Bienvenue en absurdie… La caisse de retraite Pro BTP persiste dans sa nouvelle gestion des temps de pauses, y compris physiologiques. Au-delà d’une durée totale de 10 minutes par jour, elles sont décomptées du temps de travail, donc du salaire… Le syndicat FO, qui a dévoilé cette affaire des « pauses pipi« , continue d’appeler la direction à la raison, au risque d’une mobilisation, et pointe plus largement l’absence de dialogue social.
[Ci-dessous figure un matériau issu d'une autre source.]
PR #1432, opened 2024-04-22
Fix/world browser ld layout

merryman:
I was initially set out to fix some glitches in the world browser shown on the landing page. Ended up upgrading the constraint layout quite a bit.

### DIFF
--- a/lively.ide/studio/world-browser.cp.js
+++ b/lively.ide/studio/world-browser.cp.js
@@ -702,12 +702,14 @@ export class WorldBrowserModel extends ViewModel {
   }
 
   async displayItems () {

La direction de pro BTP n’en démord pas pour l’instant, persistant à maintenir sa nouvelle gestion des temps de pauses, y compris des pauses pipi. Le syndicat FO qui a dévoilé cette situation ubuesque compte obtenir le retrait de la mesure qui va à l’encontre du respect dû aux salariés… C’est à la fin mars en lisant des notes de service que les salariés de PRO BTP ont eu confirmation d’une nouvelle règle « digne d’un poisson d’avril« . En effet, à compter du 1er avril 2022, leurs pauses pour aller aux toilettes seraient décomptées de leur temps de travail, si elles dépassaient 10 minutes par jour. Une innovation sortie du chapeau par la direction de cette caisse de retraite et de prévoyance du secteur du bâtiment, classée comme organisme à but non lucratif et qui emploie quelque 3 500 salariés en France.

Le premier à être monté au créneau est Sébastien Guerre, DS FO PRO BTP du site de Nancy (Meurthe-et-Moselle), où travaillent 120 salariés. « D’après ces notes de service, les salariés doivent désormais débadger lorsqu’ils se rendent aux toilettes. A la base, nos pauses, qu’elles soient pour aller prendre un café, aller aux toilettes ou simplement se lever, étaient rémunérées. Tout ceci a changé au 1er avril. Pour un organisme paritaire, c’est vraiment malvenu !« . Le militant ne décolère pas.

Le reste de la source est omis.